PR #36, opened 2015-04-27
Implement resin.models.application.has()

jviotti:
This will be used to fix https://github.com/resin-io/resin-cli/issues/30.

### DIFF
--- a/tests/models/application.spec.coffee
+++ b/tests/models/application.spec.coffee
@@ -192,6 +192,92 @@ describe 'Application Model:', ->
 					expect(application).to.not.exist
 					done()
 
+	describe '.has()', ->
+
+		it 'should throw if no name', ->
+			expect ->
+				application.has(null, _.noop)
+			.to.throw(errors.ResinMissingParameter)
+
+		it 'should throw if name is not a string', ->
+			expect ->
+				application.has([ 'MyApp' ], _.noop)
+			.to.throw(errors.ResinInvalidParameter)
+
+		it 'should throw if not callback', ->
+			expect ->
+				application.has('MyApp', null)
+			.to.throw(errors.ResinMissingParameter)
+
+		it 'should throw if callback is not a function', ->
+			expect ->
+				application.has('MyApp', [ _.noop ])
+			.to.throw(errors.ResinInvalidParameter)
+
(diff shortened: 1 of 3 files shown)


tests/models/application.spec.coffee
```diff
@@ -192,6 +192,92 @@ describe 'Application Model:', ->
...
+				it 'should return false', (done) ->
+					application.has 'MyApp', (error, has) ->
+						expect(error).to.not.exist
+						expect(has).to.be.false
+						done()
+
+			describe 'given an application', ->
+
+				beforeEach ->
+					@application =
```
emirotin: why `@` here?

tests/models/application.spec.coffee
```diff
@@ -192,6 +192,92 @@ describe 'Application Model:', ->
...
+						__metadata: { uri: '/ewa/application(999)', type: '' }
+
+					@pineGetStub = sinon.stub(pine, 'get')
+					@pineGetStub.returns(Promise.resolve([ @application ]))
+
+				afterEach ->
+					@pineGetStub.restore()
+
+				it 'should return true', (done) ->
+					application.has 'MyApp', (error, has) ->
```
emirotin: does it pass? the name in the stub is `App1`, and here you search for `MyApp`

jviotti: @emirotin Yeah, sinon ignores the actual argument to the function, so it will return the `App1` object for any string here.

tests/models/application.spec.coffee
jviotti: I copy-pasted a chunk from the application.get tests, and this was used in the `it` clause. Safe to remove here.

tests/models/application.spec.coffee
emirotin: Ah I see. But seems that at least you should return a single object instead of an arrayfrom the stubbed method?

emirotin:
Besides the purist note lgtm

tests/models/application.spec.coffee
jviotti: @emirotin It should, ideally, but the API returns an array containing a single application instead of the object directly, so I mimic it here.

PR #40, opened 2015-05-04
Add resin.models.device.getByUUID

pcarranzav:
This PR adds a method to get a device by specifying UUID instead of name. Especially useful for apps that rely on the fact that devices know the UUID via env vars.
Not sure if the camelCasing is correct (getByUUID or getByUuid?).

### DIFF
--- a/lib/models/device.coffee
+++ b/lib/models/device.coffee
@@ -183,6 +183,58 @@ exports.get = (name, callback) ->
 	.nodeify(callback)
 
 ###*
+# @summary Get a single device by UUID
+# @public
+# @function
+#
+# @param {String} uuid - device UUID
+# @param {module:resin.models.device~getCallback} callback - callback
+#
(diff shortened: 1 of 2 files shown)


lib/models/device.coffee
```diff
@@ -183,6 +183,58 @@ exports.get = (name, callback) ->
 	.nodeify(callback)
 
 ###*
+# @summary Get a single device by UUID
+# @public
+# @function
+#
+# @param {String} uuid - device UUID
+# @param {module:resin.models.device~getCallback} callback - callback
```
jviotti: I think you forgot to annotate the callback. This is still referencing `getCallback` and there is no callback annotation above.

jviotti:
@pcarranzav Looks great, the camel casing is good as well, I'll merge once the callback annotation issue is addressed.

=====

**Assignment**. If a line above holds the word "getByUUID", copy it.

**Completed exercise**.
Add resin.models.device.getByUUID
Not sure if the camelCasing is correct (getByUUID or getByUuid?).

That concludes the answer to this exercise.